8. Architecture notes for SHARD-WP-0002

  • T1T5 (federation): fedwiki is the reference design. The journal (append-only, semantic ops, fork-provenance) is the concrete coordination-journal shape; **neighborhood
    • roster** is the discovery/membership model (dynamic vs curated); fork is the overlay/adopt op. Model the union as an assembly over sovereign sources with provenance edges, reconciliation left to policy.
  • T11 (capability/write-granularity): add story-item / paragraph as a named write-granularity tier between whole-file and block/character.
  • T13 (history portability / merge model): record fedwiki's journal-replay op-log as a third merge model beside git 3-way and CRDT auto-merge — a coarse semantic op-log applied manually via fork. A shard whose history is such a journal can supply our coordination journal almost directly (vs git-commit import or CRDT-update import).
  • T16 (identity ≠ placement): fedwiki's fork journal entries are provenance edges between same-named pages on different sites — exactly the cross-shard "same page, different placement" relation we must model.
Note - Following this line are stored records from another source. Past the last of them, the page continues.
PR #1459, opened 2016-02-14
test case to demonstrate possible failure, was expecting managed obje…

randyp:
It appears Server/EnvironmentCommand does not shutdown managed executors when an exception is thrown in application.run, thus causing dropwizard applications to hang even though the application has shutdown.

Historically the behavior I expected was for managed objects to be shutdown, even if they had not been started. If this is no longer the expected behavior, my apologies, just close this issue/pr.

Technically this is affecting all managed objects, not just managed executors, but is presenting itself most seriously through executors.

This is just a unit test demonstrating the issue.

### DIFF
--- a/dropwizard-core/src/test/java/io/dropwizard/cli/ServerCommandTest.java
+++ b/dropwizard-core/src/test/java/io/dropwizard/cli/ServerCommandTest.java
@@ -25,6 +25,14 @@ public class ServerCommandTest {
         }
     }
 
+    private static class NeedsToBeStopped extends AbstractLifeCycle {
+        boolean stopped = false;
+        @Override
+        protected void doStop() throws Exception {
+            stopped = true;
+        }
+    }
+
     private final MyApplication application = new MyApplication();
     private final ServerCommand<Configuration> command = new ServerCommand<>(application);
     private final Server server = new Server(0) {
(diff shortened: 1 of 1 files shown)


evnm:
This is tough. In principle, any condition that prevents clean process shutdown should be avoided. But since `ExecutorService`s don't really have a "start" state transition (i.e. they're essentially initialized as being in the "started" state), it's somewhat of a hack to stuff them into managed lifecycles.

One workaround would be to make `ExecutorServiceManager`'s constructor take an `ExecutorServiceBuilder` rather than an `ExecutorService` and then invoke `ExecutorServiceBuilder#build` in the manager's `start` method. This would be a breaking change though, so is off the table for now.

For any applications that are prone to this bug, we could add an alternate constructor to `ExecutorServiceManager` which enacts this lazy executor construction. Given this, I think we could add a test case like the one you've written that passes when the builder-accepting constructor is used.

@randyp, have you run into this bug in production? Or did you just happen to notice it in development? I think it may be one of those cases where the rough edge is preferable to the kludge that would be required to fix it.

randyp:
@evnm Apologies for delayed response.

Noticed this while developing (external to core) dropwizard libraries which heavily use ExecutorService. However, my instinct is that a one-off change to work around ExecutorService should be avoided. The issue is with **all managed objects**.

Here is my reasoning as a user:
# I expect all managed objects to be stopped on server shutdown.
# Startup errors should perform best effort server shutdown.
# Therefore startup errors should stop any managed object which hash been started.

However, let me try to walk the talk and propose a change which addresses this issue, I guess.

randyp:
Closing this PR since I no longer think this test case is valid.

evnm:
Worst case, I think we re-file this as an issue and slap the 2.0.0 milestone on it. At present, there aren't any plans for a 2.x release train, but I created the milestone to track breaking nice-to-have changes like this that we could feasibly revisit in the future when a major version bump looms.

randyp:
I agree.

Use them as edges; keep our own identity layer above slug.

9. Open questions

  1. Should shard-wiki's coordination journal adopt fedwiki's exact action vocabulary (create/add/edit/move/remove/fork) at the page-item level, or a more granular/abstract op set that other shards can also emit?
  2. Is neighborhood (dynamic, link/fork-discovered) a first-class membership mode for an information space, or only a view over an explicitly-configured shard set (roster)?
  3. How do we reconcile fedwiki's slug-as-identity + fork-DAG with our intended stable cross-shard identity (T16) — promote fork edges into the identity graph, or keep them as provenance-only annotations?
  4. Does the chorus / no-canonical stance compose with shards that do assert a canonical (Notion, an upstream git main)? (policy-selectable canonical over a mechanism that permits chorus.)

10. Sources

  • Smallest Federated Wiki wiki: Story JSON, Federation Details — github.com/WardCunningham/Smallest-Federated-Wiki/wiki
  • JSON Schema notes — song.fed.wiki.org/json-schema.html
  • "Smallest Federated Wiki" — home.c2.com/smallest-federated-wiki.html
  • Federated Wiki — federated.wiki (Visualizing Page History)
  • Mike Caulfield, "The OER Case for Federated Wiki" — hapgood.us (2015)
  • Jon Udell, "A federated Wikipedia" — blog.jonudell.net (2015)
  • Wikipedia: Federated Wiki; IndieWeb: Smallest Federated Wiki
  • fedwiki/wiki-plugin-transport (plugin/transport reference)
  • prior: research/260608-federation-concepts/ §3

11. Traceability

New UCs UC-70UC-72 carry the marker in the wikiengines column of spec/UseCaseCatalog.md (true lineage = this dive; placed in the nearest existing column). Enriched: UC-26, UC-28, UC-30, UC-05, UC-27. Architecture cross-refs: SHARD-WP-0002 T1T5, T11, T13, T16.